# [Problem details]
Read the data line by line and say how many lines contain the string "EnvOrDefaultBool", giving the number alone.

Given records Start Marker

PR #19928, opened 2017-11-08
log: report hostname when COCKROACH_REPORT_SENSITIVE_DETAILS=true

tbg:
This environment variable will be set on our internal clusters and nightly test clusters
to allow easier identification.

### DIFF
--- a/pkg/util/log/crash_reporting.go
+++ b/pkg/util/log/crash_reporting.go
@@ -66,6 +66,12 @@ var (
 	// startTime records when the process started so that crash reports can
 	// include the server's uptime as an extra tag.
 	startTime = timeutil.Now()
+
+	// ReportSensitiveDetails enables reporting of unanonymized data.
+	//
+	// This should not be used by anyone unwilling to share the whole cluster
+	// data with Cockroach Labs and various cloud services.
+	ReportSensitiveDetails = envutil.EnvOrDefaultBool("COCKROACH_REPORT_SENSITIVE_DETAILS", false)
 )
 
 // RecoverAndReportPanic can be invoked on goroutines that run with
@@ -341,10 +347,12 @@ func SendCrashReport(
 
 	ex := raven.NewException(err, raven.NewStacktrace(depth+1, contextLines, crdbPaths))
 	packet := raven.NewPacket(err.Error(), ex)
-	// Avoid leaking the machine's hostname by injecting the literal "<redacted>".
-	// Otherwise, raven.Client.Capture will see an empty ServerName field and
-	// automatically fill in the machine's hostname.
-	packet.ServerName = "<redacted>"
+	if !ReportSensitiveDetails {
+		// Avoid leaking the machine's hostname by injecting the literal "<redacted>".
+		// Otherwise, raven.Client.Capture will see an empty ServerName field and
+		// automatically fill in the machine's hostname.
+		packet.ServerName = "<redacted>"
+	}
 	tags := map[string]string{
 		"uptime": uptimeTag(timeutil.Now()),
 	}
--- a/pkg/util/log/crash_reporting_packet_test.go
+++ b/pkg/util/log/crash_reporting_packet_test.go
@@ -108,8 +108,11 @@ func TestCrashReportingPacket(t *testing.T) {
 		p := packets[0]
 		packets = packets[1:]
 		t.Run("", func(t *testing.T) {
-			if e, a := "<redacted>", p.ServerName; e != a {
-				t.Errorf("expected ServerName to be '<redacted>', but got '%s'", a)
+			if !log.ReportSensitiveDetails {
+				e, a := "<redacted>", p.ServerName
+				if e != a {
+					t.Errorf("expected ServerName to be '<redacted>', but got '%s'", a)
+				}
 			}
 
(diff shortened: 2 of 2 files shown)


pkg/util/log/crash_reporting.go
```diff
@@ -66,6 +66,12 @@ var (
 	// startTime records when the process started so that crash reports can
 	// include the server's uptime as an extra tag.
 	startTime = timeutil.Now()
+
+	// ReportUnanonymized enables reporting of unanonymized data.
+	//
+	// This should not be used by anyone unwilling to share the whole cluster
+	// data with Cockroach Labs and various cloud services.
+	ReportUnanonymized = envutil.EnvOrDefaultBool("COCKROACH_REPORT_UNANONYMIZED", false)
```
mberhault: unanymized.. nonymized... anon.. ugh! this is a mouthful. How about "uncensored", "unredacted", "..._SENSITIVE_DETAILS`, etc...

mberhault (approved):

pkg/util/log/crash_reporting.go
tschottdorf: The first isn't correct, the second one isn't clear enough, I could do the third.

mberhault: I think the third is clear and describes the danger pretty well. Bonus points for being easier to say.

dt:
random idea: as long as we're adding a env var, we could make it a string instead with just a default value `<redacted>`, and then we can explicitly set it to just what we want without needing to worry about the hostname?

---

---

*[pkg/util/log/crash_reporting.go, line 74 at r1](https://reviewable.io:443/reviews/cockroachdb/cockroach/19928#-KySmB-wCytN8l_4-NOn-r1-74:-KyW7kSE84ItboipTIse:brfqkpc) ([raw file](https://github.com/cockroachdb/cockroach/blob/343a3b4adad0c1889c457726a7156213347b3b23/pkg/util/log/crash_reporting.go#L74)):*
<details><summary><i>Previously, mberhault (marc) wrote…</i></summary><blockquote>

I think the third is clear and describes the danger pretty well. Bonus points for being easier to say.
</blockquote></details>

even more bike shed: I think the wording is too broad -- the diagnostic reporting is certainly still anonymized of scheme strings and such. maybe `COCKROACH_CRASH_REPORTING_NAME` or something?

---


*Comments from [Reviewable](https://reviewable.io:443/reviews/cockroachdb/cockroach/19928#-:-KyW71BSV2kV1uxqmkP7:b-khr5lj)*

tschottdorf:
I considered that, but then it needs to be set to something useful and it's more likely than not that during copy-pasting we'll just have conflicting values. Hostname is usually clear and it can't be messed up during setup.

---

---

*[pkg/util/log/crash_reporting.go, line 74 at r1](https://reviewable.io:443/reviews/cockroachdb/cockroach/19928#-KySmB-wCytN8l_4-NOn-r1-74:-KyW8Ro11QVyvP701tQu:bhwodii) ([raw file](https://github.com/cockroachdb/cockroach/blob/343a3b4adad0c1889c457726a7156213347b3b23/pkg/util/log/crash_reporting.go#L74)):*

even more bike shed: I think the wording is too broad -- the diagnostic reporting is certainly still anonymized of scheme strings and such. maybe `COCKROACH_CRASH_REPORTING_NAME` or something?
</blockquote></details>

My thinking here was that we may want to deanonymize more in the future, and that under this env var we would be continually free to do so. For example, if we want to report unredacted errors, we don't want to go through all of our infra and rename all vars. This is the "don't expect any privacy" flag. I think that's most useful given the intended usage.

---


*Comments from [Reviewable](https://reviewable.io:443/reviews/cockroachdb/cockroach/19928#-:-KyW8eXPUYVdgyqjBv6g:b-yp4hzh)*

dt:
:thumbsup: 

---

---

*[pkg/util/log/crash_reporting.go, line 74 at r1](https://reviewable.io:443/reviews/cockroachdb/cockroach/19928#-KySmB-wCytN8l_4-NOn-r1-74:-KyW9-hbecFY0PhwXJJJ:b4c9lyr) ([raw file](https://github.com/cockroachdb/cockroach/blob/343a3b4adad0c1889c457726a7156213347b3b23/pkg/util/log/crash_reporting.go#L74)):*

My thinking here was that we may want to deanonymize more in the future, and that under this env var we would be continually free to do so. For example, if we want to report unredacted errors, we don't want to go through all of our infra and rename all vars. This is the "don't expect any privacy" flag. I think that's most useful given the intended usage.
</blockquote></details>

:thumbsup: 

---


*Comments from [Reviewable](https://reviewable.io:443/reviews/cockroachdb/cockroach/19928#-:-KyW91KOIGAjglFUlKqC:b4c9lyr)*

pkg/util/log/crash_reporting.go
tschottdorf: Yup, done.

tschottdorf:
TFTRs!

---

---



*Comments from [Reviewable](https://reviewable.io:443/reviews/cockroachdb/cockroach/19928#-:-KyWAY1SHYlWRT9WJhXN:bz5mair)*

Given records End Marker

# [Exercise response]
2